One of the main ways in which I conveyed information to the public, such as the anecdote about statistical shape-modelling above, was through my live presentations in the exhibition. I did this at the opening and closing events of the exhibition, and at intervals over the two-week run. In Rudolph’s speech at the opening, which heads this page, he describes my ability to ‘tell a story’. Public-speaking is a mode which I enjoy and am comfortable with, engaging live with an audience. I designed the exhibition to support this, with objects, images and video which I could refer to in telling the story of the work; including picture rails – metal channels mounted to the walls – which contained image cards which could be added to and rearranged during the exhibition run, and potentially handled by visitors.
I thought about this as creating a real-life ‘memory palace’, those imaginary structures which ancient orators were supposed to have used to assist their public speaking on a topic, as they imagined walking through a space in their mind which contained objects and images representing key aspects of fields of knowledge. I could lead visitors – including journalists and potential work collaborators as well as the public – through the exhibition, using exhibits as touch points and examples to structure my story about the work.
The experience of staging this exhibition reminded me that there’s nothing quite like (in my experience) having a physical site for a fixed duration of time to engage other people with your work.
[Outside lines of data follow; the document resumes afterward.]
PR #501, opened 2023-03-03
Hotfix v1.4.6

teubert:
This hot fix fixes an issue with the Parameter Estimation feature. Parameter estimation wasn't working correctly. Issue and solution were identified by @kjjarvis


kjjarvis (approved):
Good catch and fix for estimating parameters correctly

It makes possible interactions with others, some of whom I may already know, but who don’t know what I’m working on currently, and have goods to offer the project, and people I don’t know, who are drawn to the project and offer information and resources because the material resonates with them. I use some of my past experience as a club promoter, as well as a curator, to create engaging experiences: inviting DJs to perform at the opening and closing events for example, playing sounds and music along the theme; and inviting interactions with musicians and other artists and researchers. It’s a fruitful way of doing things.
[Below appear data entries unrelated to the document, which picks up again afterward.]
PR #509, opened 2023-03-23
fixed example in containers.py

mstraut:
updated an example that didn't work.

### DIFF
--- a/src/prog_models/utils/containers.py
+++ b/src/prog_models/utils/containers.py
@@ -164,7 +164,7 @@ class DictLikeMatrixWrapper():
         example
         -------
         >>> from prog_models.models import DictLikeMatrixWrapper
-        >>> dlmw = DictLikeMatrixWrapper(['a', 'b', 'c'], [[1], [2], [3]])
+        >>> dlmw = ['a', 'b', 'c'], np.array([1, 2, 3], dtype=np.float64)
         >>> 'a' in dlmw  # True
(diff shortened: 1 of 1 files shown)


src/prog_models/utils/containers.py
teubert, line 1: Good catch that this example didn't work. I also noticed the import is wrong and I don't think you meant to convert it to a tuple.

Here's what I think the example should be:

```python
         >>> from prog_models.utils.containers import DictLikeMatrixWrapper
         >>> import numpy as np
         >>> dlmw = DictLikeMatrixWrapper(['a', 'b', 'c'], np.array([1, 2, 3], dtype=np.float64))
         >>> 'a' in dlmw  # True
```

Alternately, we could initialize the DictLikeMatrixWrapper with a dict so we don't need to import numpy:

```python
         >>> from prog_models.utils.containers import DictLikeMatrixWrapper
         >>> dlmw = DictLikeMatrixWrapper(['a', 'b', 'c'], {'a': 1, 'b': 2, 'c': 3})
         >>> 'a' in dlmw  # True
```

What do you think?

teubert (changes requested):

src/prog_models/utils/containers.py
mstraut: Yes, in my modified version I updated it like your second example.

teubert (approved):

PR #512, opened 2023-04-05
Additional Error Methods (Closes #510)

### LINKED ISSUE #510: Calc_error max error
**Requirement Text**
Support calculation of max error of a data with respect to simulated value both directly and in estimate parameters

**Background Information**
Currently, calc_error estimates the MSE, but sometimes max_error is a better metric

**Suggested Solution**
Optional parameter method in calc_error. Default is MSE, but add MAX_E option. Add to estimate_Paramus as well and pass through

**DoD**
 - [ ] Implement feature in calc_error
 - [ ] Implement in estimate_params
 - [ ] Add to example 
 - [ ] Add tests 
 - [ ] update documentation
 - [ ] Add to change notes for next release

teubert:
This idea comes from something Juan was doing with his work. 

This PR adds the ability to select different metric types when calculating error. The default configuration was MSE, but this PR adds RMSE, Max error (what Juan was using), MAE, and MAPE. The change was propagated into estimate_parameters so we can change what method we're using for error population when estimating parameters. 

Partially closes #510 .

It conflicts with Aditya's changes to the tests, so the tests will be added in a separate PR

### DIFF
--- a/.github/workflows/python-package.yml
+++ b/.github/workflows/python-package.yml
@@ -110,31 +110,31 @@ jobs:
     - name: Run copyright check
       run: |
         python scripts/test_copyright.py
-  # coverage:
-  #   timeout-minutes: 30
-  #   runs-on: ubuntu-latest
-  #   strategy:
-  #     matrix:
-  #       python-version: ['3.9']
-  #   steps:
-  #   - uses: actions/checkout@v3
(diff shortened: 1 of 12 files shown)


mstraut (approved):
It looks good.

A thought about the work on this project, and art-science work more widely, is that I believe that the best work happens when the art has its own value as sensation, spectacle and intellectual provocation – that it’s not an illustration of a science idea; rather it points to areas of knowledge, catalysing deeper engagement with a topic. Learning how to follow my intuition as an artist, and to believe that what gives me pleasure as an artist will also yield results for research and communication to audiences, has come after decades of work – and has helped to unlock my process from only an ends-focused path to one that embraces process and recursive and incremental decision-making.